The simplest example of an $\varepsilon$-MDP is possibly an ordinary MDP, superimposed by additive noise in its transition function as $P'(x,a,y) = P(x,a,y) + \delta$ in each step, where $\delta$ is a small amount of noise. A more general case will be discussed within the event-learning framework.

In the ordinary MDP model, the dynamic programming operator $T$ is used to find the optimal value function $V^*$. $T$ at time step $t$ is given by

$$[T_tV](x) = \max_a \sum_y P_t(x,a,y) \left( R(x,a,y) + \gamma V(y) \right).$$ (4)

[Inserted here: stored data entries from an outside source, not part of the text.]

Issue #4320, opened 2019-06-01
Escorts do not replenish crew when refueling


piannucci:
**Describe the bug**
When a freshly-captured escort with insufficient crew lands to refuel while following the pilot, it still has insufficient crew when it takes off.

**Expected behavior**
Escorts never take off from inhabited planets with less than full crew.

Of course, the iteration $V_{t+1} = T_t V_t$ does not necessarily have a fixed point. The most that we can expect to find is a close approximation of the optimal value function of the base MDP, i.e., a $\hat{V}$ such that $\Vert\hat{V} - V^*\Vert < \varepsilon '$ with some $\varepsilon '>0$.¹

In Section 3.2 we show that such an approximation with $\varepsilon ' \propto \varepsilon$ can be found (Theorem 3.3).